# Breeding Peppermint Shrimp



## Talon (Sep 3, 2011)

i dont know if a thread has already been written but i figured id ask the question anyhow. i have two peppermint shrimp in my 40g tank to help with any unwanted aptasia growth that i might get. there about 2" long now and are becoming a favourite in my tank. anyhow i noticed that one of the shrimps had a bunch of black inside the back part of his/her body and was wondering if that is the beinging of babe shrimps?

if anyhow has aa photo of the "Row" that the shrimp carry i would like to see it. i cant seem to find a picture of one on the internet as of late but i'll keep trying to find one.

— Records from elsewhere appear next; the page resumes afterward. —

PR #3238, opened 2021-11-22
testing: fixes to rest-participation-key e2e test

algonautshant:
## Summary
- Test to make sure RES has the right input before counting line numbers for result size.
- Rest RES to empty so that the same output is not recycled in case of an error.
- exit 1 in case of an error
- Reduce LAST_ROUND from 1200000 to 120
- "Get List of Keys" before getting NUM_IDS_3 otherwise it will recycle old RES value.

## Test Plan
This is a fix to a test.

### DIFF
--- a/test/scripts/e2e_subs/rest-participation-key.sh
+++ b/test/scripts/e2e_subs/rest-participation-key.sh
@@ -21,34 +21,21 @@ algokey part generate --first ${FIRST_ROUND} --last ${LAST_ROUND} --keyfile ${NA
 
 popd || exit 1
 
-call_and_verify "Get List of Keys" "/v2/participation" 200 'address'
+call_and_verify "Get List of Keys" "/v2/participation" 200 'address' "address" "effective-first-valid"
 
 # Find out how many keys there are installed so far
-if [[ $RES != *"address"*"effective-first-valid"* ]]; then
-    echo "Unexpected output: " $RES
-    exit 1
-fi
 NUM_IDS_1=$(echo "$RES" | python3 -c 'import json,sys;o=json.load(sys.stdin);print(len(o))')
 RES=""
 
-call_post_and_verify "Install a basic participation key" "/v2/participation" 200 ${NAME_OF_TEMP_PARTKEY} 'partId'
+call_post_and_verify "Install a basic participation key" "/v2/participation" 200 ${NAME_OF_TEMP_PARTKEY} 'partId' "partId"
 
 # Get the returned participation id from the RESULT (aka $RES) variable
-if [[ $RES != *"partId"* ]]; then
-    echo "Unexpected output: " $RES
-    exit 1
-fi
 INSTALLED_ID=$(echo "$RES" | python3 -c 'import json,sys;o=json.load(sys.stdin);print(o["partId"])')
 RES=""
 
 # Should contain the installed id
-call_and_verify "Get List of Keys" "/v2/participation" 200 'address' "${INSTALLED_ID}"
+call_and_verify "Get List of Keys" "/v2/participation" 200 'address' "${INSTALLED_ID}" "address" "effective-first-valid"
 
-# Get list of keys
-if [[ $RES != *"address"*"effective-first-valid"* ]]; then
-    echo "Unexpected output: " $RES
-    exit 1
-fi
 NUM_IDS_2=$(echo "$RES" | python3 -c 'import json,sys;o=json.load(sys.stdin);print(len(o))')
 RES=""
 
@@ -66,11 +53,8 @@ call_delete_and_verify "Delete the specific ID" "/v2/participation/${INSTALLED_I
 call_delete_and_verify "Delete the specific ID" "/v2/participation/${INSTALLED_ID}" 404 true 'participation id not found'
 
 # Get list of keys
-call_and_verify "Get List of Keys" "/v2/participation" 200 'address'
-if [[ $RES != *"address"*"effective-first-valid"* ]]; then
-    echo "Unexpected output: " $RES
-    exit 1
-fi
+call_and_verify "Get List of Keys" "/v2/participation" 200 'address' "address" "effective-first-valid"
+
 NUM_IDS_3=$(echo "$RES" | python3 -c 'import json,sys;o=json.load(sys.stdin);print(len(o))')
 RES=""
 
--- a/test/scripts/e2e_subs/rest-participation-key.sh
+++ b/test/scripts/e2e_subs/rest-participation-key.sh
@@ -21,20 +21,20 @@ algokey part generate --first ${FIRST_ROUND} --last ${LAST_ROUND} --keyfile ${NA
 
 popd || exit 1
 
-call_and_verify "Get List of Keys" "/v2/participation" 200 'address' "address" "effective-first-valid"
+call_and_verify "Get List of Keys" "/v2/participation" 200 'address' 'effective-first-valid'
 
 # Find out how many keys there are installed so far
 NUM_IDS_1=$(echo "$RES" | python3 -c 'import json,sys;o=json.load(sys.stdin);print(len(o))')
 RES=""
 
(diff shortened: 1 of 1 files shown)


test/scripts/e2e_subs/rest-participation-key.sh
```diff
@@ -9,33 +9,48 @@ date "+$0 start %Y%m%d_%H%M%S"
...
 
 algokey part generate --first ${FIRST_ROUND} --last ${LAST_ROUND} --keyfile ${NAME_OF_TEMP_PARTKEY} --parent ${ACCOUNT}
 
-popd || exit
+popd || exit 1
 
 call_and_verify "Get List of Keys" "/v2/participation" 200 'address'
 
 # Find out how many keys there are installed so far
+if [[ $RES != *"address"*"effective-first-valid"* ]]; then
```
winder, line 27: `call_and_verify` accepts a vararg for patterns to compare. So you should be able to add `effective-first-valid` there instead of having this check (and some of the checks below).

test/scripts/e2e_subs/rest-participation-key.sh
```diff
@@ -9,33 +9,48 @@ date "+$0 start %Y%m%d_%H%M%S"
...
 
 # Get list of keys
+if [[ $RES != *"address"*"effective-first-valid"* ]]; then
+    echo "Unexpected output: " $RES
+    exit 1
+fi
 NUM_IDS_2=$(echo "$RES" | python3 -c 'import json,sys;o=json.load(sys.stdin);print(len(o))')
+RES=""
 
 if [[ $((NUM_IDS_1 + 1)) -ne $NUM_IDS_2 ]]; then
```
winder, line 55: I think the way this test is using `NUM_IDS_*` is problematic. If someone added another test that installed a key, this one could become flaky.

We can remove all references to `NUM_IDS_*` and the assertions like this one that uses them. The other assertions check the for the IDs directly, so there's no need to have these catch-all checks.

i.e. after the key is installed, we query that the new key is there -- so no need to check that the number of keys is `NUM_IDS_1 + 1`.

winder (changes requested):
Thanks, Shant, these changes look good and should fix the problems. But I think we can take it one more step.

test/scripts/e2e_subs/rest-participation-key.sh
algonautshant: Can you please make a code change suggestion?

test/scripts/e2e_subs/rest-participation-key.sh
```diff
@@ -9,33 +9,48 @@ date "+$0 start %Y%m%d_%H%M%S"
...
+LAST_ROUND=120
 
 NAME_OF_TEMP_PARTKEY="tmp.${FIRST_ROUND}.${LAST_ROUND}.partkey"
 
 algokey part generate --first ${FIRST_ROUND} --last ${LAST_ROUND} --keyfile ${NAME_OF_TEMP_PARTKEY} --parent ${ACCOUNT}
 
-popd || exit
+popd || exit 1
 
 call_and_verify "Get List of Keys" "/v2/participation" 200 'address'
```
winder, line 24:
```suggestion
call_and_verify "Get List of Keys" "/v2/participation" 200 'address' 'effective-first-valid'
```

test/scripts/e2e_subs/rest-participation-key.sh
```diff
@@ -9,33 +9,48 @@ date "+$0 start %Y%m%d_%H%M%S"
...
 
 # Find out how many keys there are installed so far
+if [[ $RES != *"address"*"effective-first-valid"* ]]; then
+    echo "Unexpected output: " $RES
+    exit 1
+fi
```
winder, line 30:
```suggestion
```

test/scripts/e2e_subs/rest-participation-key.sh
```diff
@@ -9,33 +9,48 @@ date "+$0 start %Y%m%d_%H%M%S"
...
 NUM_IDS_1=$(echo "$RES" | python3 -c 'import json,sys;o=json.load(sys.stdin);print(len(o))')
+RES=""
 
 call_post_and_verify "Install a basic participation key" "/v2/participation" 200 ${NAME_OF_TEMP_PARTKEY} 'partId'
 
 # Get the returned participation id from the RESULT (aka $RES) variable
+if [[ $RES != *"partId"* ]]; then
+    echo "Unexpected output: " $RES
+    exit 1
+fi
```
winder, line 40:
```suggestion
```

test/scripts/e2e_subs/rest-participation-key.sh
```diff
@@ -9,33 +9,48 @@ date "+$0 start %Y%m%d_%H%M%S"
...
 INSTALLED_ID=$(echo "$RES" | python3 -c 'import json,sys;o=json.load(sys.stdin);print(o["partId"])')
+RES=""
 
 # Should contain the installed id
 call_and_verify "Get List of Keys" "/v2/participation" 200 'address' "${INSTALLED_ID}"
```
winder, line 45:
```suggestion
call_and_verify "Get List of Keys" "/v2/participation" 200 'address' "${INSTALLED_ID}" 'effective-first-valid'
```

test/scripts/e2e_subs/rest-participation-key.sh
```diff
@@ -9,33 +9,48 @@ date "+$0 start %Y%m%d_%H%M%S"
...
+popd || exit 1
 
 call_and_verify "Get List of Keys" "/v2/participation" 200 'address'
 
 # Find out how many keys there are installed so far
+if [[ $RES != *"address"*"effective-first-valid"* ]]; then
+    echo "Unexpected output: " $RES
+    exit 1
+fi
 NUM_IDS_1=$(echo "$RES" | python3 -c 'import json,sys;o=json.load(sys.stdin);print(len(o))')
```
winder, line 31:
```suggestion
```

test/scripts/e2e_subs/rest-participation-key.sh
```diff
@@ -9,33 +9,48 @@ date "+$0 start %Y%m%d_%H%M%S"
...
 # Get list of keys
+if [[ $RES != *"address"*"effective-first-valid"* ]]; then
+    echo "Unexpected output: " $RES
+    exit 1
+fi
 NUM_IDS_2=$(echo "$RES" | python3 -c 'import json,sys;o=json.load(sys.stdin);print(len(o))')
+RES=""
 
 if [[ $((NUM_IDS_1 + 1)) -ne $NUM_IDS_2 ]]; then
   printf "\n\nFailed test.  New number of IDs (%s) is not one more than old ID count(%s)\n\n" "${NUM_IDS_2}" "${NUM_IDS_1}"
```
winder, line 56: Also remove 2 lines below this section (github UI doesn't allow me to suggest that)
```suggestion
```

test/scripts/e2e_subs/rest-participation-key.sh
```diff
@@ -51,7 +66,13 @@ call_delete_and_verify "Delete the specific ID" "/v2/participation/${INSTALLED_I
...
+call_and_verify "Get List of Keys" "/v2/participation" 200 'address'
+if [[ $RES != *"address"*"effective-first-valid"* ]]; then
+    echo "Unexpected output: " $RES
+    exit 1
+fi
 NUM_IDS_3=$(echo "$RES" | python3 -c 'import json,sys;o=json.load(sys.stdin);print(len(o))')
+RES=""
 
 if [[ "$NUM_IDS_3" -ne "$NUM_IDS_1" ]]; then
   printf "\n\nFailed test.  New number of IDs (%s) is not equal to original ID count (%s)\n\n" "${NUM_IDS_3}" "${NUM_IDS_1}"
```
winder, line 78: Also remove 2 lines following this section
```suggestion
```

winder (approved):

thanks for any help you guys could give me


----------



## onefish2fish (Jul 22, 2008)

i wouldnt expect much to come from this as pumps, powerheads, skimmers, fish, corals, hydroids, and other factors claim them before they can mature. not to mention a lack of food source. i wouldnt say its not possible as people have bred sexy shrimp before, but not without good effort.


----------



## Talon (Sep 3, 2011)

onefish2fish said:


> i wouldnt expect much to come from this as pumps, powerheads, skimmers, fish, corals, hydroids, and other factors claim them before they can mature. not to mention a lack of food source. i wouldnt say its not possible as people have bred sexy shrimp before, but not without good effort.


 
yes i understand all that but the question at hand was is this a discription of a pergnant peppermint shrimp? cause it if is, then i could start a smaller breeding tank for them to mature in


----------



## Reefing Madness (Jun 26, 2011)

..


----------



## Talon (Sep 3, 2011)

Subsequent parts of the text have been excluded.